In looking at the bike's geometry (which took a while to figure out with their "AI", "AS", "BI" etc. designations), it looks like the bike has somewhat of a long top tube for you. I'm not a huge expert, but a 575 cm top tube for someone 5'10" is, IMHO, at the far end of the curve. I'm not so sure someone your height would want to go much longer at all. On the other hand, the bike does have a long head tube, which does bring the bars up closer to you. Also, the 550 cm seat tube is kind of short in relation to the top tube. For comparison, my 53 cm 02 Lemond Buenos Aires and my 55 cm 2006 Jamis Quest both have top tubes of about 550, with the Lemond HT being 115 and the Jamis HT 150. They both seem to fit me well, but the Jamis is just a little easier on my back due to the longer HT. I'm 5'9" and some change, with a 33.5 inseam, so your legs are a little shorter and torso a little longer, so a longer top tube would work for you a little better.
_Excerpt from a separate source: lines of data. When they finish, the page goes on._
PR #598, opened 2023-05-05
Bump allowed ambiguities

mateuszbaran:
It looks like https://github.com/JuliaManifolds/ManifoldsBase.jl/pull/155 caused some new harmless ambiguities in the `convert` function. This PR bumps how many are allowed.


mateuszbaran:
It would be good to merge this before the new version of Manifolds.jl is tagged.

kellertuer (approved):
This looks like quite a bump, I am sure you checked all of them, but should we be worried that this rises so far?

mateuszbaran:
These new ambiguities look fine, they should never be triggered.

If you do have tight hamstrings and a tight low back, initially it may seem to big but with time and stretching maybe you'll be OK. One other thing: I can kind of see what the salesman was getting at when he said Bianchis run small. My Gunnar cross bike, for instance, is a 54 cm with a 565 top tube. Yours is a 58 with a 575. Overall though the bike seems to be on the large side for someone your size. As previous poster said, send pictures! (and hope things work out for you!)


----------



## f3rg (May 11, 2008)

The bike looks like it fits you. Looking at the amount of exposed seatpost, it seems about perfect. If you went down a size, you'd have a lot more post sticking out. If the frame was too big, you'd have less, and it'd look odd. Speaking of which, your knee has quite a bend in it at the bottom of the stroke; personally, I'd try raising the seat up another 10-15mm.

I also think the 90mm stem is too short, because it makes you sit too upright. If you like that, keep it, but a lot of riders prefer a more stretched position.


----------



## f3rg (May 11, 2008)

p.s. Lose the dork disc.


----------



## JoelS (Aug 25, 2008)

Looking at the picture, the bike is fine. As you develop more flexibility with a year or so of saddle time, you may very well be wanting a more aggressive posture. Then removing spacers and going to a longer stem will be fine.

Frankly, that looks like a good solid fit. I don't think that bike is too big as set. Stem length can sometimes be a good indicator, other times not. 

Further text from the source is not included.